Which tells us a little about the data, such as the fact that p is most likely order of 2, but could be as high as 4. When there are more orders to the generated data, the PACF plot interpretation usually involves ignoring small values, even if they are larger than the 5% significance level.
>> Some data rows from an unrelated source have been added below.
PR #2116, opened 2018-04-04
allow injection of fourier domain approximants

ahnitz:
This allows injection of fourier domain approximants by exposing them all through the get_td_waveform interface. This is done in a way that ensures no time offset / phase offset is introduced in the conversion from fd to td. 

These are added with a new approximant name to differentiate.

The following all generated IMRPhenomD in the time domain now, but the get_td_waveform version will apply reasonable tapering at the start. 

In case anyone is wondering, injection in the time domain is still desired to avoid wraparound issues. An example would be where we want only part of the waveform to be injected since we are looking at a segment of strain that only contains a part of the signal. The waveform should *not* wrap around to the other end of the segment. Ensuring this is straightforward in the time domain.

```
hp, hc = get_td_waveform(approximant="IMRPhenomD_FD", mass1=10, mass2=10,
                                 f_lower=30, delta_t=1.0/4096)

rp, cc = get_td_waveform(approximant="IMRPhenomD", mass1=10, mass2=10,
                                 f_lower=30, delta_t=1.0/4096)

sp = get_fd_waveform(approximant="IMRPhenomD", mass1=10, mass2=10,
                                 f_lower=30, delta_f=hp.delta_f)[0].to_timeseries()
```
depends on #2115

### DIFF
--- a/pycbc/waveform/waveform.py
+++ b/pycbc/waveform/waveform.py
@@ -512,7 +512,8 @@ def get_td_waveform_from_fd(**params):
     Paramaters
     ----------
     params: dict
-        The parameters defining the waveform to generator. See `get_fd_waveform`.
+        The parameters defining the waveform to generator.
+        See `get_fd_waveform`.
 
     Returns
     -------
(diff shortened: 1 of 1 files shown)


pycbc/waveform/waveform.py
```diff
@@ -503,6 +503,63 @@ def get_fd_waveform(template=None, **kwargs):
...
+
+    if 'f_fref' not in nparams:
+        nparams['f_ref'] = params['f_lower']
+
+    # factor to ensure the vectors are all large enough. We don't need to
+    # completely trust our duration estimator in this case, at a small
+    # increase in computational cost
+    rwrap = 0.2
+    fudge_duration = (max(0, full_duration) + .1 + rwrap) * 1.5
+    nparams['delta_f'] = 1.0 / fudge_duration
```
cdcapano: I think you need to round `fudge_duration` to the nearest power of two here. Otherwise, the memory usage might grow a bunch if you used this multiple times with different parameters, due to the FFT-plan caching that silently happens in `to_timeseries`.

PR #2118, opened 2018-04-05
Use a keytab to access LIGO.ORG protected services

ahnitz:


ahnitz:
I'm somewhat incredulous that this actually worked... @duncan-brown Is it possible that credentials are partially saved between runs? Do I need to clear a cache to test this properly?

ahnitz:
Ah... I see the problem. It won't run the test in question unless on master due to needing the encrypted information.

duncan-brown:
@ahnitz ah, that's right. I'll approve this so you can merge, but you may need to fix master if it doesn't work.

PR #2160, opened 2018-05-10
Simplify ACL algorithm

cdcapano:
This switches the ACL algorithm to that used in emcee (see Daniel Foreman-Mackey's blog post [here](https://dfm.io/posts/autocorr/)), which comes from notes & papers by A. Sokal. This is very similar to the current algorithm we use, but uses the entire data set for computing the ACL instead of just the first half. The function is also simplified to make it easier to read.

### DIFF
--- a/pycbc/filter/autocorrelation.py
+++ b/pycbc/filter/autocorrelation.py
@@ -107,35 +107,48 @@ def calculate_acf(data, delta_t=1.0, unbiased=False):
     else:
         return acf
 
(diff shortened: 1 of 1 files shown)


cmbiwer:
Sorry, just saw the email notification. Will look later tonight. Have you done a comparison with the current implementation (changing ``K=1``)?

cdcapano:
Yeah, I did a comparison on a set of declination samples from an injection, and got the same result using the new function and the old one.

PR #2161, opened 2018-05-10
allow for the whitening psd to be returned

ahnitz:


tdent:
I guess it's not ideal to have a function that returns a different number of objects depending on its inputs, but the way this is done is unlikely to cause problems.

PR #2168, opened 2018-05-16
Allow  conversions to be used in PP dax

cdcapano:
The changes in #2136 and #2154 means that PP plots will not work anymore since mass1 will not necessarily be >= mass2 in the samples files. In order to get sane plots, we need to be able to pass `primary_mass(mass1, mass2)` from the workflow config file to `inj_interval` and `inj_recovery`. This patch does that by adding a `pp-plot-parameters` option to `workflow-inference` section. In this section you specify what parameters to plot for the PP and recovery plots. (If nothing is provided, it defaults to the variable args.) An example:

```
[workflow-inference]                                                            
; how the workflow generator should setup inference nodes                       
num-injections = 100                                                            
data-seconds-before-trigger = 6                                                 
data-seconds-after-trigger = 2                                                  
pp-plot-parameters = 'primary_mass(mass1,mass2):$m_1$'                          
                     'secondary_mass(mass1,mass2):$m_2$'                        
                     'primary_spin(mass1,mass2,spin1_a,spin2_a):$|\chi_1|$'     
                     'primary_spin(mass1,mass2,spin1_azimuthal,spin2_azimuthal):$\theta_1^\mathrm{azimuthal}$'
                     'primary_spin(mass1,mass2,spin1_polar,spin2_polar):$\theta_1^\mathrm{polar}$'
                     'secondary_spin(mass1,mass2,spin1_a,spin2_a):$\chi_2|$'    
                     'secondary_spin(mass1,mass2,spin1_azimuthal,spin2_azimuthal):$\theta_2^\mathrm{azimuthal}$'
                     'secondary_spin(mass1,mass2,spin1_polar,spin2_polar):$\theta_2^\mathrm{polar}$'
                     ra dec polarization distance inclination tc                
plot-group-all = ${pp-plot-parameters}                                          
plot-group-masses = 'primary_mass(mass1,mass2):$m_1$' 'secondary_mass(mass1,mass2):$m_2$' mchirp q
plot-group-spins = 'chi_p:$\chi_p$' chi_eff q  
```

And the autocorrelation graph is seemingly all over the place, but seems to stop having any significance at a lag of 5. So we will have to fit this model in the same way the last one was fit, which is done with the following code:
from statsmodels.tsa.arima.model import ARIMA
train_data = data[:int(N*0.9)]
test_data = data[int(-N*0.1):]
min_bic = np.inf
min_fit = None
for p in range(1, 5):
for q in range(1, 6):
model = ARIMA(train_data, order=(p, 1, q))
model_fit = model.fit()
if model_fit.bic < min_bic:
min_bic = model_fit.bic
min_fit = model_fit
if min_fit != None:
print(min_fit.summary())This produces the following output:
SARIMAX Results
==============================================================================
Dep. Variable: y No. Observations: 900
Model: ARIMA(2, 1, 1) Log Likelihood -616.906
Date: Mon, 22 Dec 2025 AIC 1241.811
Time: 03:33:09 BIC 1261.016
Sample: 0 HQIC 1249.148
- 900
Covariance Type: opg
==============================================================================
coef std err z P>|z| [0.025 0.975]
------------------------------------------------------------------------------
ar.L1 0.3235 0.049 6.584 0.000 0.227 0.420
ar.L2 0.4817 0.031 15.656 0.000 0.421 0.542
ma.L1 -0.5208 0.052 -9.998 0.000 -0.623 -0.419
sigma2 0.2308 0.011 20.253 0.000 0.208 0.253
===================================================================================
Ljung-Box (L1) (Q): 0.01 Jarque-Bera (JB): 0.84
Prob(Q): 0.93 Prob(JB): 0.66
Heteroskedasticity (H): 0.87 Skew: 0.01
Prob(H) (two-sided): 0.24 Kurtosis: 2.85
===================================================================================
Warnings:
[1] Covariance matrix calculated using the outer product of gradients (complex-step).You can see that the fit coefficients are quite close to the ones we used to generate data.
Predicting the test data values
To use our model to predict the values for the test data, I use the following code:
forecast_result = model_fit.get_forecast(steps=int(N*0.1))
forecast_values = forecast_result.predicted_mean
confidence_intervals = forecast_result.conf_int()
# Plotting the results
plt.figure(figsize=(10, 5))
plt.plot(test_data, label="Actual (Test Data)")
plt.plot(forecast_values, label="Forecast", color="red")
plt.fill_between(
range(len(test_data)),
confidence_intervals[:, 0],
confidence_intervals[:, 1],
color="pink",
alpha=0.3,
label="95% Confidence Interval"
)
plt.title("ARIMA(2,1,1) Forecast vs Actual")
plt.legend()
plt.show()This produces this plot:

Here you can see, that none of the values are outside out 95% confidence interval, and that unlike the other models that had an essentially constant error interval, this models error interval grows over time. This is to be expected, as this model allows for the mean to change with time, meaning we can do trend prediction with this model; as long as the data is homoscedastic.